## Exercise details:
The response should hold each line from the entries below where "mixins" is found.

(Extracted records)
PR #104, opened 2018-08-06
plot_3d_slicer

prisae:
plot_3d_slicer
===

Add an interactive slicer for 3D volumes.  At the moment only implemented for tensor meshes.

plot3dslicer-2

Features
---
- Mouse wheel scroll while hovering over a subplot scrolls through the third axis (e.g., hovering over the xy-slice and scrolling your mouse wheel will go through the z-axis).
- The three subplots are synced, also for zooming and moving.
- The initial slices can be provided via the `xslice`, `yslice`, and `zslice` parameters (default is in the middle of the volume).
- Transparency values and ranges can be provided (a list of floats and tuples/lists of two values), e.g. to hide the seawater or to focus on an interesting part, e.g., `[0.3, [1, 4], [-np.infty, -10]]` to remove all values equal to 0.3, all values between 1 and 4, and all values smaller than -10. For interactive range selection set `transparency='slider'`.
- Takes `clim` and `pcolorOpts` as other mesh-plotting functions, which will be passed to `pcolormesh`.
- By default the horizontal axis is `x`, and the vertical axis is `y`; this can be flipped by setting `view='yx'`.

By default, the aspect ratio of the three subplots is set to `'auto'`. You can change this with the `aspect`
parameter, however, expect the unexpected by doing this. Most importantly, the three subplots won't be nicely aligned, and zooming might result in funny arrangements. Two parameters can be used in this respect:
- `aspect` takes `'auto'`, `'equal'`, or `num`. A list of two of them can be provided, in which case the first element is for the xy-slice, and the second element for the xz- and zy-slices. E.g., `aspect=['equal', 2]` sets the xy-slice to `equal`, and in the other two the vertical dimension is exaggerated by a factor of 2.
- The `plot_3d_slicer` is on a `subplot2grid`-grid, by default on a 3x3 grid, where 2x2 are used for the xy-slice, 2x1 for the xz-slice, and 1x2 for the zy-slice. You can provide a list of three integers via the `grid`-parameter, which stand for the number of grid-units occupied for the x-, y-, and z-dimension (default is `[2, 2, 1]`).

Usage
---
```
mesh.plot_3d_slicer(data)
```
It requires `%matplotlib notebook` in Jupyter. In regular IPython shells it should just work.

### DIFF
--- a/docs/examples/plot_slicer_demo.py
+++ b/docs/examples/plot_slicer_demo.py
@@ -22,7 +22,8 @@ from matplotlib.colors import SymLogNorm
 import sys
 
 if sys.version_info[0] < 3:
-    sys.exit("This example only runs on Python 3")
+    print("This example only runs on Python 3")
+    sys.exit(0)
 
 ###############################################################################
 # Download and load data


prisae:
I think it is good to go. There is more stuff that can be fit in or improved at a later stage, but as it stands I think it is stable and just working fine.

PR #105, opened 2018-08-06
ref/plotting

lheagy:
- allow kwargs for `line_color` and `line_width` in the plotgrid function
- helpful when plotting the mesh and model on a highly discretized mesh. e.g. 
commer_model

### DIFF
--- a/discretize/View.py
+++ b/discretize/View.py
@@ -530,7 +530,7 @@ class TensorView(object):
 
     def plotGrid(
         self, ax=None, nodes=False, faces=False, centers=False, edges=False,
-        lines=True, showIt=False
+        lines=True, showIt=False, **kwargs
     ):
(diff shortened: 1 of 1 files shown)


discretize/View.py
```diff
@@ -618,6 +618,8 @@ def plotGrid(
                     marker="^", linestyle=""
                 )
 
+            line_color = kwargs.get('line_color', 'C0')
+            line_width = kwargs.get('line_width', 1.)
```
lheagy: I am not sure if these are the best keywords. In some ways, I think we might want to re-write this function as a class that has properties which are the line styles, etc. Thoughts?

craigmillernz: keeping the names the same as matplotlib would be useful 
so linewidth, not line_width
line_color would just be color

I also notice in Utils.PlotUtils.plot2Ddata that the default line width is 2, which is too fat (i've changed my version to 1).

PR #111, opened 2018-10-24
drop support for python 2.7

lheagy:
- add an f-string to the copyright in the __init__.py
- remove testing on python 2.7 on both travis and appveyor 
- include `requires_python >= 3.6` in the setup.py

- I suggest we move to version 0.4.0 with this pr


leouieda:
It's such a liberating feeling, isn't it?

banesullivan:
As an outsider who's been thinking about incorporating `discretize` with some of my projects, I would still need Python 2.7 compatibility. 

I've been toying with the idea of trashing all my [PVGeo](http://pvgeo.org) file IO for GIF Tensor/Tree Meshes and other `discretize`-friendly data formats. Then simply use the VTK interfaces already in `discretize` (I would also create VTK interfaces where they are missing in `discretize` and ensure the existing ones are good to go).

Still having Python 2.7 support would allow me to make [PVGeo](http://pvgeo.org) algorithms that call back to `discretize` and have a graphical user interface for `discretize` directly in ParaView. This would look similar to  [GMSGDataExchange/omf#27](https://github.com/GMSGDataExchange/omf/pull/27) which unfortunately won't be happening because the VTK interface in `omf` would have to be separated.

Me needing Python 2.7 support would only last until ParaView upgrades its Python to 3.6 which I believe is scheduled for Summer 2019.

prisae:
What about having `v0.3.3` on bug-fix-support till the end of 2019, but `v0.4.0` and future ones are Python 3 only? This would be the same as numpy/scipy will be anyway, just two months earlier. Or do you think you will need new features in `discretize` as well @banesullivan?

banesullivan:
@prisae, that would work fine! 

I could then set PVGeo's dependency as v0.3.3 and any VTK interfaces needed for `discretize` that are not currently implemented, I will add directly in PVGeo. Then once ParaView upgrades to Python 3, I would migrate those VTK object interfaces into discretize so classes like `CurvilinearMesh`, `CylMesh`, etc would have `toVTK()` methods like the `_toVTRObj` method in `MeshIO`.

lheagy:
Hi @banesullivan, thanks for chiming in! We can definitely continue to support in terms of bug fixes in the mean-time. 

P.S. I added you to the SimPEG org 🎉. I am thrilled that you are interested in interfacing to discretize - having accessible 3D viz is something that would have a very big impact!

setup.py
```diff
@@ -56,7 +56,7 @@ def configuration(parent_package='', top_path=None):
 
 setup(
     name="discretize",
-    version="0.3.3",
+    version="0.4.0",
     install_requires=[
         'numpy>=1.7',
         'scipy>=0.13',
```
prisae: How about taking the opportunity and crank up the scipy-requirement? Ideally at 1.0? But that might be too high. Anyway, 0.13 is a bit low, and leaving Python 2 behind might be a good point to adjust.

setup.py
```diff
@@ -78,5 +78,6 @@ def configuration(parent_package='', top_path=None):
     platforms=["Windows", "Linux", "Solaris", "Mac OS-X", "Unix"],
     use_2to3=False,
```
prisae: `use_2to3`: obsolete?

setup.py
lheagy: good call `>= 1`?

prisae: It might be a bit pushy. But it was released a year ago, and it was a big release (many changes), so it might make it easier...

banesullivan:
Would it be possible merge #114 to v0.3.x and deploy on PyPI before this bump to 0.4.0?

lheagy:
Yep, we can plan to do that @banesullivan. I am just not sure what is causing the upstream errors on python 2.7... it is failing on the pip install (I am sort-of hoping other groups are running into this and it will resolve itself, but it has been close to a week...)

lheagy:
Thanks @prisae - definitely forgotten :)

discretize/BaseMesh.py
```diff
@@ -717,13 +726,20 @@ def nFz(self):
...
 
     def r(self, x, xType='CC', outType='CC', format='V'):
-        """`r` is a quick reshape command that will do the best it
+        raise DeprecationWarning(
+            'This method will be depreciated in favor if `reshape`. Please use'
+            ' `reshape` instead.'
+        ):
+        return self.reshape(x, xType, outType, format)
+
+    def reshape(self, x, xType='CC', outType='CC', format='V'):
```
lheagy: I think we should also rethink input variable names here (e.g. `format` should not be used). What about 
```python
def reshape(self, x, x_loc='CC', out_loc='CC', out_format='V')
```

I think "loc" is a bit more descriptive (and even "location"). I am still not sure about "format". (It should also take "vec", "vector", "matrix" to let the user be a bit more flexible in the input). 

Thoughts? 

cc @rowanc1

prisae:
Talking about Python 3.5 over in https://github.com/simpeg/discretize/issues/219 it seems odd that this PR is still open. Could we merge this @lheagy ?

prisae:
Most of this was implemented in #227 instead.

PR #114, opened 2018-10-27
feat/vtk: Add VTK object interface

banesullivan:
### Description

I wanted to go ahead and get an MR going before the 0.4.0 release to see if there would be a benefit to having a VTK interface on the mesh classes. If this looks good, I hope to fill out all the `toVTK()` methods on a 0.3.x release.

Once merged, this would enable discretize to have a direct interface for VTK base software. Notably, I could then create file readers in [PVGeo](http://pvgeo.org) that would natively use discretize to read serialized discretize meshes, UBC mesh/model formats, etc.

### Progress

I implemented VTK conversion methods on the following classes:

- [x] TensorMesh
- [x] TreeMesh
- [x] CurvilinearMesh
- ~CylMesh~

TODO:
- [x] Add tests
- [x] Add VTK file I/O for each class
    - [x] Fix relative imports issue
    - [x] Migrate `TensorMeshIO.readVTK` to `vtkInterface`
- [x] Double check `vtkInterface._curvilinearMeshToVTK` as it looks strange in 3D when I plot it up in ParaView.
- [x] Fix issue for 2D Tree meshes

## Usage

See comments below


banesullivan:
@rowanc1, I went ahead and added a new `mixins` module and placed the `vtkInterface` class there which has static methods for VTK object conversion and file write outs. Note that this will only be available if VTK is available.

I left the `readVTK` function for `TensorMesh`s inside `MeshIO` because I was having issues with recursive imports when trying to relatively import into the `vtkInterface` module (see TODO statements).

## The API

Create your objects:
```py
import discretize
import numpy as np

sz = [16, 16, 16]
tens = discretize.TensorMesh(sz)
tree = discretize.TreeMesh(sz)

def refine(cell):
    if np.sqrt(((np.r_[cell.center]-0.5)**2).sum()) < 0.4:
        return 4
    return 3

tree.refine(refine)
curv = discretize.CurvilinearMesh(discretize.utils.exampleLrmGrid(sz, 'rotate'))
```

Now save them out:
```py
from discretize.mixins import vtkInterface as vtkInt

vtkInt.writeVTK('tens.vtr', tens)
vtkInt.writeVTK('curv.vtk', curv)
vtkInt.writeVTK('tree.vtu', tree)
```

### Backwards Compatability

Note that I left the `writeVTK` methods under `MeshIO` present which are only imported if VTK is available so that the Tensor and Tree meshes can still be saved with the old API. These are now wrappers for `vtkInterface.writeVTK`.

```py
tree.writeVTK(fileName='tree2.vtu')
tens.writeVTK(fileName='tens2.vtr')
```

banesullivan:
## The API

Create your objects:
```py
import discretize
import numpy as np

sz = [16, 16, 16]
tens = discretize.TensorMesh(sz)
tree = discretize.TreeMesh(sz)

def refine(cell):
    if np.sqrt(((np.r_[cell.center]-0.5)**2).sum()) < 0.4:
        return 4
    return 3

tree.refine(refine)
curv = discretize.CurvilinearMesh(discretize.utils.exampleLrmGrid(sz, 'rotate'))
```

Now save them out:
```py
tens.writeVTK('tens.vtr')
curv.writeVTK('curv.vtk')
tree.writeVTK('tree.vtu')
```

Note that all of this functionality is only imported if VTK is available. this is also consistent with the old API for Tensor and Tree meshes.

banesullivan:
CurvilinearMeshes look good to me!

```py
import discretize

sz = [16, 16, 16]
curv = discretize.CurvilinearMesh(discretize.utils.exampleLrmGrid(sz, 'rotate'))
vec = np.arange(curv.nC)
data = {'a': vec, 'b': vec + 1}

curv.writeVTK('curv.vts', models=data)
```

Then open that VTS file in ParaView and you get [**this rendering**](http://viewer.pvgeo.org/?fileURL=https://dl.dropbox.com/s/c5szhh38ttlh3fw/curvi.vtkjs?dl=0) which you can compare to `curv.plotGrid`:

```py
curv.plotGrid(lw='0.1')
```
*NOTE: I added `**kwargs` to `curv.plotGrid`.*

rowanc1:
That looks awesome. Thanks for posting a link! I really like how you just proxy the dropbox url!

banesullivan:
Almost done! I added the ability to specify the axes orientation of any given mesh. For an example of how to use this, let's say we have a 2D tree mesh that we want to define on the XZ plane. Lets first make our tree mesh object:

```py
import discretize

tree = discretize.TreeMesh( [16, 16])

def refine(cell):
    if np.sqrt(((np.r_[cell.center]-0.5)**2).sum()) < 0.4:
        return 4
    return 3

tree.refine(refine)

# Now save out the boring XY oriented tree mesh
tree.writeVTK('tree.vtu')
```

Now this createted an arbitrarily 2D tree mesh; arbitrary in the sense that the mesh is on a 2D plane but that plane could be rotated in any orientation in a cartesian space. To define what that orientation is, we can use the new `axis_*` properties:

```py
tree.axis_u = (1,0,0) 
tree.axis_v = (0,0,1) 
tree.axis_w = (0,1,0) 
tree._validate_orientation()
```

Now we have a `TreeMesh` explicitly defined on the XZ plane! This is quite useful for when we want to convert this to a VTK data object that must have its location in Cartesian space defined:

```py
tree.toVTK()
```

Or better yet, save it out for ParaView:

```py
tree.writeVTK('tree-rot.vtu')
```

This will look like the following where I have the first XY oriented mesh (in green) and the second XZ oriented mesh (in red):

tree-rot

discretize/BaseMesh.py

## Answer below:
@rowanc1, I went ahead and added a new `mixins` module and placed the `vtkInterface` class there which has static methods for VTK object conversion and file write outs. Note that this will only be available if VTK is available.
from discretize.mixins import vtkInterface as vtkInt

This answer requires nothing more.